**Try it**
Filter the entries below down to the lines that hold "expecting".
Data to examine section start
PR #398, opened 2021-04-21
Enabling Pass in SearchDefinition

eddynaka:


Src/Sarif.PatternMatcher/AnalyzeCommand.cs
```diff
@@ -158,6 +158,13 @@ internal static SearchDefinitions PushInheritedData(SearchDefinitions definition
                         matchExpression.Level = definition.Level;
                     }
 
+                    if (matchExpression.Kind == 0)
```
suvamM, line 161: Is it possible to use a enumerated data type instead of fixed integers such as 0? It's not immediately clear to me what is the interpretation when `matchExpression.Kind` is 0.

suvamM, line 161: I'm not very familiar with the code: but this is a bit unclear to me. We check the value of `matchExpression.Kind` against a fixed integer, and then assign to it an enumerated-type value. Why not assign the appropriate enumerated-type value in the first place? Please feel free to ignore this comment if it is out of context.

eddynaka: just change to the correct enumeration.

PR #400, opened 2021-04-21
Refactor match interface for named capturing groups

v-kevinvu:


Src/Test.UnitTests.RE2.Managed/Regex2Tests.cs
```diff
@@ -218,6 +221,11 @@ public void Regex2_MatchWithNamedGroups()
             Assert.Equal("a", submatchStrings[1]);
             Assert.Equal("b", submatchStrings[2]);
             Assert.Equal("c", submatchStrings[3]);
+            Assert.Equal(4, matchGroups.Count);
+            Assert.Equal(new MatchGroup(MatchGroupType.Full, "abc"), matchGroups[0]);
+            Assert.Equal(new MatchGroup(MatchGroupType.Named, "g1", "a"), matchGroups[1]);
+            Assert.Equal(new MatchGroup(MatchGroupType.Anonymous, "b"), matchGroups[2]);
+            Assert.Equal(new MatchGroup(MatchGroupType.Named, "g2", "c"), matchGroups[3]);
```
v-kevinvu, line 228: @eddynaka
Does this interface align with what you're expecting?

Src/RE2.Managed/Regex2.cs
```diff
@@ -217,7 +218,8 @@ public static void ClearRegexes()
             string text,
             out Dictionary<string, int> groupName2Index,
             out Dictionary<int, string> index2GroupName,
-            out List<string> submatchStrings)
+            out List<string> submatchStrings,
```
v-kevinvu, line 221: Will delete these once we decide on the interface.

Src/RE2.Managed/Regex2.cs
```diff
@@ -269,13 +272,33 @@ public static void ClearRegexes()
                         submatchStrings.Add(submatchString);
                     }
 
+                    // Build MatchGroup list
+                    matchGroups = new List<MatchGroup>();
```
eddynaka, line 276: >List [](http://example.com/codeflow?start=38&length=4)

change to dictionary<string, matchgroup>
for the annonymous, use 0->n
for the named, use groupname

this is the same way .NET Regex works

eddynaka: that would gives us O(1) access to the named groups

Src/Test.UnitTests.RE2.Managed/Regex2Tests.cs
```diff
@@ -190,18 +190,21 @@ public void Regex2_MatchWithNamedGroups()
...
             Assert.True(isMatch);
             Assert.Empty(groupName2Index);
             Assert.Empty(index2GroupName);
             Assert.Single(submatchStrings);
             Assert.Equal("abc", submatchStrings[0]);
+            Assert.Single(matchGroups);
+            Assert.Equal(new MatchGroup(MatchGroupType.Full, "abc"), matchGroups[0]);
 
-            isMatch = Regex2.Matches(@"(?P<g1>a)(b)(?P<g2>c)", "abc", out groupName2Index, out index2GroupName, out submatchStrings);
+            isMatch = Regex2.Matches(@"(?P<g1>a)(b)(?P<g2>c)", "abc", out groupName2Index, out index2GroupName, out submatchStrings, out matchGroups);
```
eddynaka, line 207: >abc [](http://example.com/codeflow?start=64&length=3)

can you make the following test:
use "abc abc abc"

this should show 3 matches, and in each match we should see each group.

Check this output:
var matches = Regex.Matches("abc abc abc", @"(?<1>a)(b)(?<2>c)");

v-kevinvu: I've updated the test. Are these the results you are expecting?

Src/RE2.Managed/Regex2.cs
v-kevinvu: Please review updated interface.

michaelcfanning (approved):
:shipit:

eddynaka:
@michaelcfanning , i think this is not ready yet. This does not have the latest thing that we talked. Kevin is still working on this.

michaelcfanning:
Got it, sorry! Thanks for resetting to draft.

---
In reply to: [828689567](https://github.com/microsoft/sarif-pattern-matcher/pull/400#issuecomment-828689567) [](http://example.com/codeflow?ancestors=828689567,828689567)

v-kevinvu:
Sorry for the confusion. The implementation I'm working on with the changes Eddy mentioned is much different from this, so I am abandoning this PR.

---
In reply to: [828690958](https://github.com/microsoft/sarif-pattern-matcher/pull/400#issuecomment-828690958) [](http://example.com/codeflow?ancestors=828690958,828689567)

PR #685, opened 2022-11-08
Disable DFA oom error as scary. 

michaelcfanning:
Will follow up with RE2 to consider lowering this output to warning.


michaelcfanning:
@HulonJenkins

michaelcfanning:
@eddynaka

eddynaka:
Can you update the releasehistory showing that we are updating RE2 version as well?

---
In reply to: [1307979293](https://github.com/microsoft/sarif-pattern-matcher/pull/685#issuecomment-1307979293) [](http://example.com/codeflow?ancestors=1307979293,1307979293)

eddynaka (approved):
:shipit:

PR #690, opened 2022-12-13
Properly version fingerprints hierarchical strings accrding to SARIF spec.

michaelcfanning:
We are not versioning our fingerprint hierarchical strings properly according to the SARIF spec.

This PR fixes that.

@rtaket @EasyRhinoMSFT @cfaucon 

https://docs.oasis-open.org/sarif/sarif/v2.1.0/os/sarif-v2.1.0-os.html#_Toc34317441


rtaket (changes requested):
Can we update the tool output to use the new fingerprint key?

Src/Sarif.PatternMatcher/SearchSkimmer.cs
```diff
@@ -19,11 +19,11 @@ namespace Microsoft.CodeAnalysis.Sarif.PatternMatcher
 {
     public class SearchSkimmer : Skimmer<AnalyzeContext>
     {
-        public const string SecretHashSha256Current = "SecretHashSha256/current";
-        public const string AssetFingerprintCurrent = "AssetFingerprint/current";
-        public const string SecretFingerprintCurrent = "SecretFingerprint/current";
-        public const string ValidationFingerprintCurrent = "ValidationFingerprint/current";
-        public const string ValidationFingerprintHashSha256Current = "ValidationFingerprintHashSha256/current";
+        public const string SecretHashSha256Current = "SecretHashSha256/v0";
+        public const string AssetFingerprintCurrent = "AssetFingerprint/v0";
```
rtaket, line 23: Did you want to move these non-fingerprints out of Fingerprints?

Src/Plugins/Tests.Security/TestData/UseSecureApi/ExpectedOutputs/SEC104.Memory.Allocation_malloca.sarif
```diff
@@ -84,11 +84,11 @@
             }
           ],
           "fingerprints": {
-            "SecretHashSha256/current": "a4965ae12f3568daff154d92dc41cddff82ae7b6674138279bbdac60217d7d1b",
-            "AssetFingerprint/current": "{\"id\":\"_malloca\"}",
-            "ValidationFingerprintHashSha256/current": "582290aa80b7a22d4aa98aa1227346b61831fcdc156e2a570bc6ad5b8763ccf2",
-            "SecretFingerprint/current": "{}",
-            "ValidationFingerprint/current": "{\"id\":\"_malloca\"}"
+            "SecretHashSha256/v0": "a4965ae12f3568daff154d92dc41cddff82ae7b6674138279bbdac60217d7d1b",
```
rtaket, line 87: I realize this wouldn't be part of your change, but it would be nice if the SDK somehow parsed and exposed the fingerprint versions. Maybe something like GetFingerprints(string key) that returned a list of versions and their values? It would prevent users from having to understand the versioning rules.

rtaket (approved):

HulonJenkins (approved):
Data to examine section end
**Your response**
Does this interface align with what you're expecting?
v-kevinvu: I've updated the test. Are these the results you are expecting?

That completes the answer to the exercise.